● WHAT YOU HAVE TO DO:
Return the count of lines in the following records that include "dropdowns", and nothing more.

● RAW DATA:

PR #2719, opened 2019-11-02
[Release Fix] Fix some issues when search is enabled on Dropdown.

MarkAZhang:
# Description

This is a follow-up to https://github.com/chanzuckerberg/idseq-web/pull/2714.

To fix the previous bug, we passed the "search" prop to semantic-ui so it wouldn't close the dropdown when Spacebar is pressed.
This caused other issues, which are fixed in this PR.

# Notes

* These solutions are kind of hacky, in that it is manually overriding behavior in semantic-ui. If we continue to run into more issues like this, we should think about a better long-term solution.

# Tests

* Manually tested that the ProjectSelect now works.
* Manually verify that ThresholdDropdown and MinContigSizeFilter don't close when you click on them. (since they use closeOnClick)

### DIFF
--- a/app/assets/src/components/ui/controls/dropdowns/bare_dropdown.scss
+++ b/app/assets/src/components/ui/controls/dropdowns/bare_dropdown.scss
@@ -66,6 +66,15 @@
     display: none;
   }
 
+  // semantic-ui applies max-height when search is true.
+  // We have our max-height on .innerMenu, so override this max-height
+  // to prevent double scrollbars.
+  &:global(.search) {
+    .menu {
+      max-height: none;
+    }
+  }
+
   .item {
     cursor: pointer;
 
--- a/lib/tasks/export_users_auth0.rake
+++ b/lib/tasks/export_users_auth0.rake
@@ -1,5 +1,7 @@
 # frozen_string_literal: true
 
+require 'aws-sdk-ssm'
+
 desc 'Export legacy users to Auth0'
 
 task 'export_users_to_auth0' => :environment do |_t, _args|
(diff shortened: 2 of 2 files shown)


app/assets/src/components/ui/controls/dropdowns/BareDropdown.jsx
```diff
@@ -141,17 +158,41 @@ class BareDropdown extends React.Component {
...
+    // for some reason. Manually close it in this case.
+    if (this.props.search) {
+      // When search is true, inject an onClick handler onto the trigger element.
+      wrappedTrigger = React.cloneElement(trigger, {
+        onClick: () => {
+          // Manually close the base dropdown if it's open.
+          if (
+            this.props.search &&
+            this.baseDropdownRef.current &&
+            this.baseDropdownRef.current.state.open
```
MarkAZhang: Accessing the state of a child component is generally bad practice. Doing it here only because it's a 3rd party component that doesn't support the behavior we want.

MarkAZhang: Adding this as a comment in the code directly.

tfrcarvalho: Isn't this a symptom that we are using the wrong component? Maybe we are officially using dropdown for too much?
It looks to me that we should plan for a long term solution for this...

MarkAZhang: Totally agree. We'd have to do a spike to see how much work replacing the Dropdown component would be. Does this feel high-priority or medium-priority to you?

tfrcarvalho: Maybe create a Jira ticket with medium priority for now... and lets chat next week.

app/assets/src/components/ui/controls/dropdowns/BareDropdown.jsx
```diff
@@ -111,6 +113,20 @@ class BareDropdown extends React.Component {
     }
   };
 
+  handleMenuClick = e => {
+    const { closeOnClick, search } = this.props;
+
+    // When search is true, semantic-ui doesn't close the dropdown when the menu is clicked
+    // for some reason. Manually close it in this case.
+    if (search && this.baseDropdownRef.current) {
```
tfrcarvalho: Should we also check for `closeOnClick` on this if?
Not sure I fully understand it... but what would happen on a multiple selection with search, for instance? Like the metadata selector? Does a click in the option go through here?

MarkAZhang:
Closing this PR and separating into two PRs, one with less risky changes as a Release Fix.

PR #2727, opened 2019-11-06
Reduce complexity in LiveSearchPopBox.

MarkAZhang:
# Description

This is a refactor to make some of the logic in LiveSearchPopBox less confusing.

The primary source of confusion was that multiple variables were storing the same thing. `currentResult` and `value` were both storing what the user was typing, but being used in different ways. `currentResult` was also being modified in unintuitive ways, and was being used to overwrite the value on blur, which resulted in some special-case code that was hard to understand.

The component is also tricky because there are multiple ways to interact with it. The user can press enter, blur, or select an element. Furthermore, the user can click "Apply to All" to change the value of the element without interacting with it at all.

This refactor elements `currentResult` and `value` and replaces it with a single variable `inputValue` which stores the string that is currently being displayed in the input (a variable that is easy to understand). When the input is blurred, the `inputValue` is compared with `this.props.value`. If they are different, this means the user has typed something and then blurred without selecting, so we call `onResultSelect`.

● TASK ANSWER:
4